Laser Welding

Laser Welding

Laser Welding

Laser Beam Welding is a technique practiced in manufacturing, where two or more pieces of material are joined by using a laser beam. Laser stands for Light Amplification by Stimulated Emission of Radiation. The process is totally non-contact that requires access to the weld zone from the side of the parts that are being welded. Laser beam welding is generally used to join the components that need to be joined with high speed. The features like high-speed welding, excellent automatic operations and the expectation to control the quality online during the process make the laser beam welding mostly preferred technique and a very common joining method in the modern industrial production.

The laser beam is nothing but a coherent light of a single wavelength. It has a very low beam divergence along with high energy content which automatically produces heat when it strikes a surface. Mostly used lasers in the welding are of the following type:

  • Gas Lasers: These lasers use the mixture of various gases like helium and nitrogen. There are also CO2 lasers or popularly known as carbon dioxide lasers. These lasers use the combination of low-current, high-voltage power source to ignite and excite the gas mixture by using a laser medium. These lasers operate in a continuous mode. Carbon dioxide lasers use a mixture of carbon dioxide of high purity along with helium and nitrogen as the medium for lasing. In the laser welding called dual beam, CO2 lasers are used where the laser beam is split into two equal power beams.
  • Solid States Laser: These are ruby lasers kind of lasers that work within the wavelengths of 1 micrometer, and can be pulsed or operated constantly. The joints produced by pulse operations are similar to spot welds but with complete penetration. The energy of the pulse is 1 to 100 joules, and pulse time is 1 to 10 milliseconds.
  • Diode Lasers

Lasers are mainly used for the materials that are difficult to join through other methods, for hard to access areas and for extremely small components. Intert gas shielding is needed for more reactive metals.

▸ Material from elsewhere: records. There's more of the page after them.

PR #4375, opened 2023-02-18
some tasks around Memory Leaks in the broker

clebertsuconic:
I am now removing the negatives once the file is removed or reused

### DIFF
--- a/tests/leak-tests/src/test/java/org/apache/activemq/artemis/tests/leak/ClientLeakTest.java
+++ b/tests/leak-tests/src/test/java/org/apache/activemq/artemis/tests/leak/ClientLeakTest.java
@@ -1,0 +1,138 @@
+/*
+ * Licensed to the Apache Software Foundation (ASF) under one or more
+ * contributor license agreements. See the NOTICE file distributed with
+ * this work for additional information regarding copyright ownership.
+ * The ASF licenses this file to You under the Apache License, Version 2.0
+ * (the "License"); you may not use this file except in compliance with
+ * the License. You may obtain a copy of the License at
+ *
+ *     http://www.apache.org/licenses/LICENSE-2.0
+ *
+ * Unless required by applicable law or agreed to in writing, software
+ * distributed under the License is distributed on an "AS IS" BASIS,
+ * WITHOUT WARRANTIES OR CONDITIONS OF ANY KIND, either express or implied.
+ * See the License for the specific language governing permissions and
+ * limitations under the License.
+ */
+package org.apache.activemq.artemis.tests.leak;
+
+import javax.jms.Connection;
+import javax.jms.ConnectionFactory;
+import javax.jms.Message;
+import javax.jms.MessageConsumer;
+import javax.jms.MessageProducer;
+import javax.jms.Session;
+import java.lang.invoke.MethodHandles;
+import java.util.HashMap;
+
+import io.github.checkleak.core.CheckLeak;
+import org.apache.activemq.artemis.api.core.TransportConfiguration;
+import org.apache.activemq.artemis.core.config.impl.ConfigurationImpl;
+import org.apache.activemq.artemis.core.server.ActiveMQServer;
+import org.apache.activemq.artemis.core.server.ActiveMQServers;
+import org.apache.activemq.artemis.tests.util.ActiveMQTestBase;
+import org.apache.activemq.artemis.tests.util.CFUtil;
+import org.apache.activemq.artemis.utils.SpawnedVMSupport;
+import org.apache.qpid.proton.engine.impl.ReceiverImpl;
+import org.junit.After;
+import org.junit.Assert;
+import org.junit.Assume;
+import org.junit.Before;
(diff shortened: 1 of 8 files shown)


clebertsuconic:
another win for https://github.com/check-leak/check-leak 

:)

tests/leak-tests/src/test/java/org/apache/activemq/artemis/tests/leak/ClientLeakTest.java
```diff
@@ -0,0 +1,214 @@
...
+                     message.setIntProperty("i", msg);
+                     sourceProducer.send(message);
+                  }
+                  sourceProducer.close();
+                  producerSession.commit();
+               }
+            }
+
+            // it shouldn't have any sender connects still. The retry loop is leaving a few behind.:w
+            assertMemory(checkLeak, 5, SenderImpl.class.getName());
```
clebertsuconic, line 155: @gemmellr SenderImpl keeps piling up on this test... Even though the producers and consumers are  closed... 

I think this is similar to what I see on the server's.

clebertsuconic: false alarm... I had a producer I forgot to close. duh

tests/leak-tests/src/test/java/org/apache/activemq/artemis/tests/leak/ClientLeakTest.java
```diff
@@ -0,0 +1,137 @@
...
+         }
+
+         for (int j = 0; j < 10; j++) {
+            Session session = connection.createSession(true, Session.SESSION_TRANSACTED);
+            MessageConsumer consumer = session.createConsumer(session.createQueue("test"));
+            connection.start();
+            Message message = consumer.receive(1000);
+            Assert.assertNotNull(message);
+            session.commit();
+            // consumer.close(); // uncomment this and the test will pass.
```
clebertsuconic, line 129: @gemmellr I am not sure if this has any relation to anything I'm seeing now... but if I remove this comment, the test will pass. closing the consumer will throw some log.warns on the server that I'm investigating and are expected to happen, but this will make the test to not keep any references on  any client Receivers.

artemis-protocols/artemis-amqp-protocol/src/main/java/org/apache/activemq/artemis/protocol/amqp/broker/AMQPSessionCallback.java
```diff
@@ -418,6 +418,17 @@ public void cancel(Object brokerConsumer, Message message, boolean updateCounts)
       }
    }
 
+   /** to be used when credits were drained between handle and actual delivery */
+   public void returnToQueue(Object brokerConsumer, MessageReference reference) {
```
michaelandrepearce, line 422: Is this issue re proton credits possibly occuring in earlier versions say 2.21? Asking as had odd issue with consumers just pausing like they run out of credits.

clebertsuconic: The issue here is really about a memory leak. 

I had credits when handleDelivery was called. later on I called deliver, the AMQPStandardMessage would be referenced on a DeliveryImpl that would stay forever in the Link.workingList until the session or the connection is closed.


I had other issues that I fixed as part of this PR regarding QueueConsumer. where the iterator would hung in the Iterators. Perhaps that one would cause some issues.

https://github.com/apache/activemq-artemis/pull/4375/commits/a1aea9a79aa844673ef705d2a60fadb4435accfc#diff-fc4a9a0dc01f79ecc1435246dc85446fa57d6d04e1dffed53c522d8c145623fdR3098-R3105

clebertsuconic: This is being tested on ConnectionLeakTest::testCheckIterators*, which is using https://github.com/check-leak/check-leak

clebertsuconic: @michaelandrepearce those issues we had were mostly related to closing consumers with a lot of pre-fetch in the queue, which is an anti-pattern. One user reported issues here, and even though we will make sure he changes his usage,I  still wanted to fix these.

Although the Iterator and Journal were issues independent of prefetch or AMQP.

clebertsuconic:
@gemmellr I have organized the PR here. I have the "bad fix" and the test separate here now. If you deal with that leak in Proton we would just drop the "proposed fix to deal with cancellations"

clebertsuconic:
@gemmellr this PR will sit here until a proton-j release is done

clebertsuconic:
@gemmellr I will update this PR with the upgrade on Proton, and make these tests faster, and remove it from the fast-tests

PR #4378, opened 2023-02-23
ARTEMIS-4179 Upgrade keycloak version to 21.0.0

brusdev:


gtully (commented):
does keycloak now just die on an interrupt signal after mvn verify?

gtully:
it does!

PR #1501, opened 2022-05-27
Reduce build log verbosity

vedgy:
The default qmake build output is overly verbose. Adding the "silent" switch to `CONFIG` makes it much more concise, comparable to default CMake output. This way warnings and errors are much easier to find.


xiaoyifang:
what's the difference with config+=NO_CONSOLE

vedgy:
> what's the difference with config+=NO_CONSOLE

There is nothing in common with that GD-specific variable. The "silent" qmake switch affects the build (compile- and link-time) log, not the runtime log. See https://wiki.qt.io/Undocumented_QMake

There is a big difference between the laser beam welding and arc welding processes. Many factors affect the laser-wielding and the energy absorption by the material the major factors are the type of laser, the incident power density, and the base metals surface conditions. The laser does not require an electrical current also its output is not electrical in nature. Lasers are capable of interacting with any material. Neither does it require a vacuum nor does it produce x-rays.

The metals that use Laser welding are:

  • Carbon Steel
  • High strength low alloy steels
  • Aluminum
  • Stainless steel
  • Titanium

Following are the advantages of the Laser Welding:

  • Easily works with high-alloy metals
  • Can be used in an open air
  • Transmits over long distance without any loss of power.
  • Narrow heat affected zone
  • Total thermal input is low
  • Welds different metals together
  • No necessity of filler metals
  • Secondary finishing is not necessary
  • Exact accuracy
  • Produces deep and narrow welds
  • Distortion level is low in welds
  • High-quality welds
  • Compatible to produce thin and small components too
  • Zero contact with materials


  • Some metals might crack due to rapid cooling rate
  • The capital cost of equipment is high
  • Maintenance costs are high
  • Optical services of the laser are easily damaged

Laser soldering and brazing are the other two processes. In this, the laser beam melts the filler, which wets the joint without melting the base material. The processes became more popular in 1980’s to join the leads of electric boards. These are majorly practiced in the electrical industry.